It's very easy to forget the big picture of the mess your in when you get caught up in a series of little moments.
I find peace in the small fractions of time when I don't have to think. I just act. A calm washes over me where I am certain that I will be okay, that I am okay actually. I long for those small moments to become my reality.
These moments come to me in the form of the adrenalin rushes at the gym or running the cold winter streets of this stupid little town. The simplicity of the warm supportive arms of Matt where I have been finding myself more and more frequently paints a fake reality that in the moment seems just right, laughing and talking about nothing important for hours at a time, not a thought as to what happens in the morning when we both have to go back to our real lives.
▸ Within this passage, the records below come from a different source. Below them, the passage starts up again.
PR #1250, opened 2026-07-29
fix(normalize): describe a one-base inversion residue as a substitution

### LINKED ISSUE #1249: Normalizer: an odd-length inv whose outer bases all cancel is dropped to identity (silent variant loss; non-confluent with the delins spelling)
## What's wrong

An `inv` whose outer bases all cancel down to a **single** remaining base is normalized to identity (`=`), silently discarding a real sequence change.

```
reference   CCAATGGCC
input       c:g.3_5inv          span 3_5 = AAT,  revcomp = ATT
ferro    -> c:g.3_5=            "no change"
applied     CCATTGGCC           the sequence DID change
expected -> c:g.4A>T
```

`shorten_inversion` peels complementary outer pairs, which is correct: if the first base is the complement of the last, both survive the reverse complement unchanged. `A..T` peels, leaving the single base `A` at position 4. But a one-base residue is *not* a no-op — it is replaced by its own complement, and no standard base is self-complementary. `A` becomes `T`, so the correct description is `g.4A>T`.

## Severity: high

Two independent reasons:

1. **Silent variant loss.** The output is not merely a different spelling — `=` asserts that the reference is unchanged at that span. A real variant is normalized out of existence, with no warning. Any consumer that filters `=` drops the variant entirely.
2. **Non-confluence.** The same variant, spelled as a `delins` or a substitution, normalizes correctly. Only the `inv` spelling is lost, so two encodings of one variant land on different keys — the failure mode tracked by #1229–#1235.

| spelling of the same variant | normalizes to |
| --- | --- |
| `c:g.3_5inv` | `c:g.3_5=` ❌ |
| `c:g.3_5invAAT` | `c:g.3_5=` ❌ |
| `c:g.3_5delinsATT` | `c:g.4A>T` ✅ |
| `c:g.3_5delAATinsATT` | `c:g.4A>T` ✅ |
| `c:g.4A>T` | `c:g.4A>T` ✅ |

An explicit inverted sequence (`invAAT`) does not save it — the same path runs.

## Scope: every odd-length cancelling span, with no exceptions

Exhaustive sweep of all 4^L sequences for L in 3..=7, each inverted whole (21,824 cases):

| span length | wrongly emitted `=` | correctly emitted `=` |
| --- | --- | --- |
| 3 | 16 | – |
| 4 | – | 16 |
| 5 | 64 | – |
| 6 | – | 64 |
| 7 | 256 | – |
| **total** | **336** | **80** |

The split is exactly parity:

- an **even**-length span whose outer pairs all cancel reduces to zero bases and *is* genuine identity — those 80 cases are correct and must stay correct;
- an **odd**-length span reduces to a one-base centre, which always changes.

Every affected case is wrong; there is no subset of the one-base-residue cases where identity is the right answer for A/C/G/T. The counts are `4^((L+1)/2)` — the free choice of the first half plus the centre base.

## Root cause

`src/normalize/rules.rs:939-942`:

```rust
// If inversion shrinks to 0 or 1 base, it's identity
if e <= s + 1 {
    return None; // Becomes identity - no inversion needed
}
```

Zero and one are conflated. Only zero is identity. The `None` is consumed at `src/normalize/mod.rs:7876-7880`, which emits `position_identity()` over the *original* span — hence `g.3_5=` rather than anything mentioning position 4.

The sibling caller (`rules.rs:1329`, `canonicalize_delins` step 4d) is unaffected: after greedy shared-affix trimming a true reverse complement can never have complementary outer bases, because that would imply a shared prefix the trimmer would already have consumed. Its `debug_assert!(e > s + 1)` therefore still holds. This is the only occurrence of the conflation in the tree; the other two `position_identity()` sites (`mod.rs:7515` for `A>A`, `mod.rs:7665` for a same-base `delins`) are sound.

## Spec basis

`docs/recommendations/DNA/inversion.md:5` defines an inversion as **more than one nucleotide**, and `:16` states the replacement rule directly:

> by definition, the region inverted (`positions_inverted`) contains **more than one nucleotide**. The description `g.234inv` is therefore not allowed; a one-nucleotide inversion should be described as a substitution.

So the residue must be emitted as a substitution, not as a one-base `inv` and not as identity.

This is the normalizer-side counterpart to #1079, which handles the same rule at the *parser*. #1079 rejects a literal `g.234inv` and documents why it cannot rewrite it:

> The spec's replacement is a substitution, whose reference and alternative bases are the base at that position and its complement. Neither is recoverable from the description alone — it takes the reference sequence, which the parser does not have.

The normalizer *does* have the reference sequence, so it can and should perform exactly the rewrite the parser cannot.

## Suggested fix

Split the two cases in `shorten_inversion` — return `None` only for a genuinely empty residue, and let a one-base residue through — then type that residue as a substitution to its complement at the `NaEdit::Inversion` arm in `mod.rs`. `complement()` maps unsupported IUPAC codes to themselves, so gating the identity return on `complement(b) == b` keeps `N` (and any other self-complementary code) correctly identity, and confines the new substitution path to A/C/G/T/U.

Note `shorten_inversion` is public API (`ferro_hgvs::normalize::rules`), so the behaviour change is observable to external callers: a span that previously returned `None` may now return a one-base range.

## Reproduction

Verified on `origin/main` at 78e497a.

```rust
// tests/it/, JsonProvider over a literal contig
let p = provider("c", "CCAATGGCC");
assert_eq!(norm(&p, "c:g.3_5inv"), "c:g.4A>T");  // actual: "c:g.3_5="
```

## Discovery

Found while building probe binaries for the #1234 clamp investigation; it is pre-existing on `main` and independent of the #1229–#1235 stack.

nh13:
Closes #1249.

## The defect

`rules::shorten_inversion` peels complementary outer pairs off an inversion. That peeling is sound: when the first base is the complement of the last, both endpoints survive the reverse complement unchanged, so neither needs describing. The stopping condition was not — it treated a residue of **zero or one** base as identity.

Only zero is identity. A one-base residue is replaced by its own complement, and no standard base is self-complementary, so it is always a real change.

```
reference   CCAATGGCC
g.3_5inv    span AAT, revcomp ATT   ->  ferro emitted  g.3_5=
applied     CCATTGGCC                   the sequence DID change
correct                                 g.4A>T
```

## Why this is worse than a spelling difference

`=` asserts the reference is unchanged at that span, so the variant is normalized out of existence with no warning, and any consumer that filters identities drops it silently.

It was also a **confluence** break of the kind #1229–#1235 track — only the `inv` spelling was lost:

| spelling of the same variant | before | after |
| --- | --- | --- |
| `g.3_5inv` | `g.3_5=` ❌ | `g.4A>T` |
| `g.3_5invAAT` | `g.3_5=` ❌ | `g.4A>T` |
| `g.3_5delinsATT` | `g.4A>T` | `g.4A>T` |
| `g.3_5delAATinsATT` | `g.4A>T` | `g.4A>T` |
| `g.4A>T` | `g.4A>T` | `g.4A>T` |

## Scope, measured

An exhaustive sweep of every 4^L span for L in 3..=7 (21,824 cases) splits exactly on parity — an even-length span whose outer pairs all cancel reduces to nothing and *is* identity; an odd-length one always retains a centre base that changes:

| span length | wrongly emitted `=` | correctly emitted `=` |
| --- | --- | --- |
| 3 | 16 | – |
| 4 | – | 16 |
| 5 | 64 | – |
| 6 | – | 64 |
| 7 | 256 | – |
| **total** | **336** | **80** |

Every case the old branch fired on was wrong; there were no correct cases to weigh against it. The 80 genuine identities are unaffected and are pinned by a test.

## Spec basis

`DNA/inversion.md:5` defines an inversion as **more than one nucleotide**; `:16` gives the replacement rule directly:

Then there are those times while teaching and helping the children who have become such a big part of my life, their small optimistic existence never ceases to bring me out of whatever funk I have found myself in. There is also the small amount of time where I simply curl up in my bed with a glass of wine and a good book. I block the big picture of my life and just savor the moment.
But reality check.
My house seems to be my anchor. Both the anchor keeping me safe from floating off to sea to potentially never be seen or heard from again, but also the weight dragging me along, preventing me from moving to calmer waters. Jim is the rough water. I am the one who stirred it up, but there is no calming it. It will tear us both apart just for the sake of staying together. If I could just leave him everything I would. He doesn't want it. Neither do I. It traps me.
This weekend was a series of small moments but when I woke up this morning I remembered that although our lives are made up of a series of small moments, you cannot escape the reality of your life.